# Show how $\frac{\partial}{\partial x} \left[\int_0^x (x-t)g(t)\,\mathrm{d}t\right] = \int_0^x g(t)\,\mathrm{d}t$

It has something to do with the second part of the Fundamental Theorem of Calculus right? I've always had trouble with this theorem ever since I learned it several years ago :\ Would somebody please show step-by-step how the two are equal? I know that $f(x) = \frac{\mathrm{d}}{\mathrm{d}x} \int_0^x g(t)\,\mathrm{d}t$, but I do not know how to use that to simplify the problem.

Thanks

A

(Just for reference, this Wolfram link is what I'm referring to: http://bit.ly/15SoByj)

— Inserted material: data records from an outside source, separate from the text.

PR #1798, opened 2020-11-23
Fix placeholders from jumping around

### LINKED ISSUE #1504: Prevent Layout From Jumping Around When Placeholders are replaced

fcescob:
Fix #1504


kdembler (approved):
LGTM

Issue #1732, opened 2020-11-17
Integrate new working-team pallet into the runtime.


shamil-gadelshin:
Additional tasks:
- We need to change `decrease_stake`, `increase_stake` for `working-team` pallet because of the changed `StakingHandler` interface. Replace absolute values with deltas.
- Remove old `working-group` pallet
- Rename `working-team` to `working-group`
- Fix `fill_opening` bug for zero possible applications.
- Consider removing old pallets: hiring, stake, mint, recurring-rewards

shamil-gadelshin:
Done

PR #1804, opened 2020-11-24
Working team fixes.

shamil-gadelshin:
Fixes:
- Change decrease_stake, increase_stake for working-team pallet because of the changed StakingHandler interface. Replace absolute values with deltas.
- Fix fill_opening bug for zero possible applications.

[Root issue](https://github.com/Joystream/joystream/issues/1732)


bedeho (approved):
Nice job:

1. How did you find the staking bug, why did we not find it before?
2. Can you double check that handbook is in synch with these changes, if not, make PR?

shamil-gadelshin:
1. Gabriel suspected the bug during his benchmarking work.
2. Handbook was initially correct, this how we found the need for the change during the last handbook changes 3 weeks ago.

Issue #1792, opened 2020-11-23
Implement log collecting


kdembler:
As Atlas heads into the phase where it will be finally used outside of the development team, we should integrate some log collecting solution into it. This ensures that if users run into some bugs/errors we don't encounter ourselves, we know of their existence and hopefully can reproduce&fix them.

PR #1809, opened 2020-11-24
Add Sentry Integration

fcescob:
Takes care of #1792 . Adds an environment variable called `SENTRY_DNS` which should be the Sentry DNS of our project. 

For now only basic error handling is added.


kdembler:
Moved to https://github.com/Joystream/atlas/pull/6

PR #1811, opened 2020-11-25
Content directory schemas - fix isCensored unique contraint bug

Lezek123:
Remove `unique` constraint from `isCensored` field (relic of `CurationStatus` beeing a separate entity before)


mnaamani:
Does this change require any updates in cli or query-node mappings? Otherwise LGTM

Lezek123:
I tested the CLI after the change and everything worked well.
The query node doesn't seem to enfore this uniquness, so the runtime schema fix should be enough.

PR #1815, opened 2020-11-25
council - winner vote stakes longer

### LINKED ISSUE #1768: Council - voting for a winner keeps stake locked longer
In case a voter votes for a council member candidate and the candidate wins the election, the voter's stake should be kept locked until the next election ends. Voters voting for a non-winning candidate might unstake right after the election ends (as it is right now).

ondratra:
Fixes #1768.

### DIFF
--- a/runtime-modules/council/src/lib.rs
+++ b/runtime-modules/council/src/lib.rs
@@ -681,7 +681,7 @@ impl<T: Trait> Module<T> {
 
                 // depleted budget or no accumulated reward to be paid?
                 if balance == 0.into() || unpaid_reward == 0.into() {
-                    // no need to save anything because unpaid_reward will be recalculated next time rewards are paid
+                    // no need to update council member record here their; unpaid reward will be recalculated next time rewards are paid
 
                     // emit event
                     Self::deposit_event(RawEvent::RewardPayment(
--- a/runtime-modules/council/src/lib.rs
+++ b/runtime-modules/council/src/lib.rs
@@ -584,7 +584,7 @@ impl<T: Trait> ReferendumConnection<T> for Module<T> {
         // at this point vote.cycle_id == current_voting_cycle_id
 
         // ensure election has ended and voter haven't voted for winner
-        if voting_for_winner || !matches(Stage::<T>::get().stage, CouncilStage::Idle) {
+        if voting_for_winner || !matches!(Stage::<T>::get().stage, CouncilStage::Idle) {
             return Err(Error::CantReleaseStakeNow);
         }
 
--- a/runtime-modules/council/src/lib.rs
+++ b/runtime-modules/council/src/lib.rs
@@ -249,10 +249,7 @@ pub trait ReferendumConnection<T: Trait> {
     fn recieve_referendum_results(winners: &[OptionResult<VotePowerOf<T>>]);
 
     /// Process referendum results. This function MUST be called in runtime's implementation of referendum's `can_release_voting_stake()`.
-    fn can_unlock_vote_stake(
-        vote: &CastVoteOf<T>,
-        current_voting_cycle_id: &u64,
-    ) -> Result<(), Error<T>>;
+    fn can_unlock_vote_stake(vote: &CastVoteOf<T>) -> Result<(), Error<T>>;
 
     /// Checks that user is indeed candidating. This function MUST be called in runtime's implementation of referendum's `is_valid_option_id()`.
     fn is_valid_candidate_id(membership_id: &T::MembershipId) -> bool;
@@ -756,12 +753,11 @@ impl<T: Trait> ReferendumConnection<T> for Module<T> {
     }
 
     /// Check that it is a proper time to release stake.
-    fn can_unlock_vote_stake(
-        vote: &CastVoteOf<T>,
-        current_voting_cycle_id: &u64,
-    ) -> Result<(), Error<T>> {
+    fn can_unlock_vote_stake(vote: &CastVoteOf<T>) -> Result<(), Error<T>> {
+        let current_voting_cycle_id = AnnouncementPeriodNr::get();
+
         // allow release for very old votes
-        if *current_voting_cycle_id > vote.cycle_id + 1 {
+        if current_voting_cycle_id > vote.cycle_id + 1 {
             return Ok(());
         }
 
@@ -771,7 +767,7 @@ impl<T: Trait> ReferendumConnection<T> for Module<T> {
             .any(|membership_id| vote.vote_for == Some(membership_id.into()));
 
         // allow release for vote from previous elections only when not voted for winner
-        if *current_voting_cycle_id == vote.cycle_id + 1 {
+        if current_voting_cycle_id == vote.cycle_id + 1 {
             // ensure vote was not cast for the one of winning candidates / council members
             if voting_for_winner {
                 return Err(Error::CantReleaseStakeNow);
--- a/runtime-modules/council/src/lib.rs
+++ b/runtime-modules/council/src/lib.rs
@@ -59,7 +59,7 @@ use sp_runtime::traits::{Hash, MaybeSerialize, Member};
 use std::marker::PhantomData;
 use system::ensure_signed;
 
-use referendum::{OptionResult, ReferendumManager};
+use referendum::{CastVote, OptionResult, ReferendumManager};
 
 // declared modules
 mod mock;
@@ -152,6 +152,7 @@ pub type VotePowerOf<T> = <<T as Trait>::Referendum as ReferendumManager<
     <T as system::Trait>::AccountId,
     <T as system::Trait>::Hash,
 >>::VotePower;
+pub type CastVoteOf<T> = CastVote<<T as system::Trait>::Hash, Balance<T>>;
 
 pub type CouncilMemberOf<T> =
     CouncilMember<<T as system::Trait>::AccountId, <T as Trait>::MembershipId, Balance<T>>;
@@ -175,7 +176,8 @@ pub trait Trait: system::Trait {
         + Copy
         + MaybeSerialize
         + PartialEq
-        + From<u64>;
+        + From<u64>
+        + Into<u64>;
 
     /// Referendum used for council elections.
     type Referendum: ReferendumManager<Self::Origin, Self::AccountId, Self::Hash>;
@@ -212,7 +214,10 @@ pub trait ReferendumConnection<T: Trait> {
         -> Result<(), Error<T>>;
 
     /// Process referendum results. This function MUST be called in runtime's implementation of referendum's `can_release_voting_stake()`.
-    fn can_release_vote_stake() -> Result<(), Error<T>>;
+    fn can_release_vote_stake(
+        vote: &CastVoteOf<T>,
+        current_voting_cycle_id: &u64,
+    ) -> Result<(), Error<T>>;
 
     /// Checks that user is indeed candidating. This function MUST be called in runtime's implementation of referendum's `is_valid_option_id()`.
     fn is_valid_candidate_id(membership_id: &T::MembershipId) -> bool;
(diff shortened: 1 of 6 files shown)


runtime-modules/council/src/lib.rs
```diff
@@ -552,12 +557,35 @@ impl<T: Trait> ReferendumConnection<T> for Module<T> {
     }
 
     /// Check that it is a proper time to release stake.
-    fn can_release_vote_stake() -> Result<(), Error<T>> {
```
bedeho, line 762: Isn't this old policy actually saying that you can never unlock your voting stake if there is an active election, even if it was 100 cycled ago? If so then this was actually a bug, right? not only limited in not allowing losing votes to unlock right away.

runtime-modules/council/src/lib.rs
```diff
@@ -552,12 +557,35 @@ impl<T: Trait> ReferendumConnection<T> for Module<T> {
...
-        // ensure it's proper time to release stake
-        match Stage::<T>::get().stage {
-            CouncilStage::Idle => (),
-            _ => return Err(Error::CantReleaseStakeNow),
-        };
+    fn can_release_vote_stake(
```
bedeho: Can we rename this to `can_unlock_...`, release is slightly more ambiguous :D.

runtime-modules/council/src/lib.rs
```diff
@@ -552,12 +557,35 @@ impl<T: Trait> ReferendumConnection<T> for Module<T> {
...
+        vote: &CastVoteOf<T>,
+        current_voting_cycle_id: &u64,
+    ) -> Result<(), Error<T>> {
+        // allow release for very old votes
+        if vote.cycle_id > current_voting_cycle_id + 1 {
```
bedeho: This test is supposed to unlock very old votes, in which case the test seems wrong, because old votes would have a a much _lower_ cycle ID than the current one, this test checks the opposite?

runtime-modules/council/src/lib.rs
```diff
@@ -552,12 +557,35 @@ impl<T: Trait> ReferendumConnection<T> for Module<T> {
...
     /// Check that it is a proper time to release stake.
-    fn can_release_vote_stake() -> Result<(), Error<T>> {
-        // ensure it's proper time to release stake
-        match Stage::<T>::get().stage {
-            CouncilStage::Idle => (),
-            _ => return Err(Error::CantReleaseStakeNow),
-        };
+    fn can_release_vote_stake(
+        vote: &CastVoteOf<T>,
+        current_voting_cycle_id: &u64,
```
bedeho: Why are you passing in a cycle id? This is the announcement period nr, right? This is stored in `AnnouncementPeriodNr`?

bedeho: This comment made me look at referendum to see where this id is coming from, and it is from a separate

```
        /// Index of the current referendum cycle. It is incremented everytime referendum ends.
        pub CurrentCycleId get(fn current_cycle_id) config(): u64;
```

This is only updated in `reset_referendum`, which is called only from `conclude_referendum`, which is called only from `end_reveal_period`, which at the same time informs the rest of the runtime about an ended election with `T::process_results(&winners);`. So I wonder, is there a need for having a separate representation of cycle id here? Its not clear to me, please respond.

If its not required, then suggest a fix in a separate issue, solve that in a separate PR, have me review it, when its accepted, reconcile this PR with that one by fixing the signature for this routine and anything else.

runtime-modules/council/src/lib.rs
```diff
@@ -552,12 +557,35 @@ impl<T: Trait> ReferendumConnection<T> for Module<T> {
...
+            if voting_for_winner {
+                return Err(Error::CantReleaseStakeNow);
+            }
+
+            return Ok(());
+        }
+
+        // at this point vote.cycle_id == current_voting_cycle_id
+
+        if voting_for_winner {
```
bedeho: I don't understand the case for accepting the unlocking if this test is false? What scenario is that, why is it `Ok` ?

bedeho (changes requested):

runtime-modules/council/src/lib.rs
ondratra: Yes, this was a bug - unnecessary limitation of stake release.

runtime-modules/council/src/lib.rs
ondratra: There was a part of condition missing.  `if voting_for_winner || !matches!(Stage::<T>::get().stage, CouncilStage::Idle) { return Err...` allows stake unlock only after election has ended and the voter haven't voted for a winner.

runtime-modules/council/src/lib.rs
ondratra: `AnnouncementPeriodNr` is a number of announcement phases, while the referendum's `CurrentCycleId` is the number of elections held. These two will differ as there can be more announcement phases than elections. 

Your note on `reset_referendum`, etc., made me notice a bug there. `CurrentCycleId` is now increased when the referendum concludes as well as when it is restarted using `force_start`. This didn't create a problem for a council but was a mistake anyway. Fixed

runtime-modules/council/src/lib.rs
ondratra: Yes, you are right. The two variables were mistakenly exchanged in this condition.

runtime-modules/council/src/lib.rs
ondratra: Done.

runtime-modules/council/src/lib.rs
bedeho: Ah, yes I agree, those are of course different, but then my question is: do we need to have the election id as separate? 

For the purpose of the referendum, we want to distinguish votes from different election rounds, hence couldn't the council just pass in the id to be used for the given election, and use it's announcement number as that id, and that way there is no need to maintain independent state in the referendum module from one cycle to the next? You can simply accept the unique id from the starting call of the caller module (election), and store it as part of the state of the current election, and then have it expire once the referendum goes to idle state. 

What do you think? Is this safer, or not? the caller can of course make a mistake and pass in non-unique values across calls also, this is currently not possible.

bedeho:
Merge conflict!

runtime-modules/council/src/lib.rs
bedeho: It took me a while but I think I understood the bug you found, however the result now is that you are effectively having a dummy value for the cycle Id `Inactive` stage. So I think its basically like this:

1. You start in Voting stage of a new referendum with id = `N`
2. When reveal stage is over the new id is `N+1`, however this value is not ever written back anywehre, no vote is cast with this value, nor is there any referendum so to speak.
3. A new voting stage is started with id = `N+2`

If this is correct then I think its quite akward, and I also think part of the reason it took me so long to figure out whether things were correct in `can_unlock_vote_stake` this time around, in terms of all of the id compairson checks, is that we have a cycle id set when there is not cycle going. 

My proposal above would implictly solve this problem, as there is only an id for an election when there is an election, when one is in the `Inactive` stage, then there is no cycle id to even compare votes against, clearing things up.

ondratra: This is a really good question. After giving it some thought, I think it is a viable solution, but it would introduce the potential to start a referendum with the bad index, as you mentioned (breaking ascending order of indices). Also, this externalization of the election counter creates a need to reimplement such a counter in each module that uses referendum, thus reducing reusability and easy-to-use (in the future as we are using it only in the council right now).

On the other hand, I don't think there are any security or terrible performance issues with keeping the index; thus, I am rather for keeping the index present in the referendum.

ondratra: Replying to your second post: 

The id doesn't change between voting and revealing stages:
1. voting stage starts with id = `N`
2. revealing stage still has id = `N`
3. when a new voting stage starts, it has id = `N+1`

bedeho: > The id doesn't change between voting and revealing stages:

I know, that is not what I wrote, I wrote `When reveal stage is over the new`

|  Stage  |  Id  |
|---|---|
| Voting  |  `N`   |
| Revealing  |  `N`   |
| Idle  |  `N+1`  (dummy value) |
| Voting  |  `N+2`   |
| Revealing  |  `N+2`   |
| Idle  |  `N+3`  (dummy value) |

> I don't think there are any security or terrible performance issues with keeping the index

I agree it's not about performance at all, it's about clarity. If we are going to keep this Id I don't know what semantics we give it that gives clarity to the reader. The fact that I even missed the latest fix you added in `897b63f` makes me think we do not have sufficient clarity.

> election counter creates a need to re-implement such a counter in each module that uses referendum

This is true, but remember that this voting system is inherently periodic, this is why we have the concept of votes hanging around from old elections while new elections get started. I think it will be very natural for any client module to itself reflect this periodicity in some way, as it has to provide the candidate pool and so on over time. Stated differently, I can't think of a user module of `referendum` which only ever invokes a single election.

ondratra: I think there was a dummy value as you described at one point, but it was later reworked, so `N` "is" increased at the referendum started, so there is no such dummy value.

Anyway, I removed the counter from the referendum and adapted the council.

runtime-modules/referendum/src/lib.rs
```diff
@@ -827,20 +828,25 @@ impl<T: Trait<I>, I: Instance> EnsureChecks<T, I> {
...
+
         // allow release only for past cycles
-        if cycle_id == cast_vote.cycle_id {
+        if current_cycle_id == Some(cast_vote.cycle_id) {
             return Err(Error::UnstakingVoteInSameCycle);
         }
 
         // ask runtime if stake can be released
-        if !T::can_unlock_vote_stake(&cast_vote, &cycle_id) {
+        if !T::can_unlock_vote_stake(&cast_vote) {
```
bedeho, line 837: This seems out of synch with signature on council, it accepts `current_voting_cycle_id: &u64`.

runtime-modules/referendum/src/lib.rs
```diff
@@ -827,20 +828,25 @@ impl<T: Trait<I>, I: Instance> EnsureChecks<T, I> {
...
     fn can_release_vote_stake(origin: T::Origin) -> Result<T::AccountId, Error<T, I>> {
-        let cycle_id = CurrentCycleId::<I>::get();
-
         // ensure superuser requested action
         let account_id = Self::ensure_regular_user(origin)?;
 
         let cast_vote = Self::ensure_vote_exists(&account_id)?;
 
+        // get current cycle id
+        let current_cycle_id = match Stage::<T, I>::get() {
```
bedeho: I guess the question is here: should we do this check here, or just leave it to the client to decide whether its sometimes ok to even unstake in the same election cycle? If it happens during voting, then there is no harm really, but if the client allows it during revealing, the the client could allow people to unstake regardless of what the relationship is between the vote and the outcome. I think that is fine in principle, in some voting systems it could be perfectly acceptable.

A benefit of keeping all the checks in the council is that you have one small place that holds all the rules, rather than splitting it across the two modules like this.

runtime-modules/referendum/src/lib.rs
bedeho: This should have caused the CI to complain if I am correct, but its actually complaining for a differnt reason, so perhaps you can fix that formatting issue also.

runtime-modules/council/src/lib.rs
```diff
@@ -682,18 +682,10 @@ impl<T: Trait> Module<T> {
...
-                        council_member.membership_id,
-                        council_member.reward_account_id.clone(),
-                        0.into(),
-                        0.into(),
-                    ));
-                    return balance;
-                }
+                // depleted budget or no accumulated reward to be paid?
+                if balance == 0.into() || unpaid_reward == 0.into() {
+                    // no need to save anything because unpaid_reward will be recalculated next time rewards are paid
```
bedeho: I think change is fine, but this comment threw me off, what are you trying to say here on L687?

runtime-modules/referendum/src/lib.rs
ondratra: Unnecessary cycle id has been removed from the council function; synced now.

runtime-modules/referendum/src/lib.rs
ondratra: The conditioning has been moved to council.

runtime-modules/council/src/lib.rs
ondratra: Comment updated. I just wanted to explain that there is no need to update the council member record even when he is not paid.

bedeho (approved):
Perfect!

$\frac{\mathrm{d}}{\mathrm{d}x} \int_0^x (x-t)g(t)\,\mathrm{d}t=\frac{\mathrm{d}}{\mathrm{d}x} x\int_0^x g(t)-\int_0^x tg(t)\,\mathrm{d}t$
Then if you set $F(x)=x\int_0^x g(t)$， by chain rule, $\frac{d}{dx}F(x)=\int_0^x g(t)+xg(x)$ by fundamental theorem of calculus,
and the second part $\frac{d}{dx}\int_0^x tg(t)\,\mathrm{d}t=xg(x)$ by fundamental theorem of calculus, then you get the result.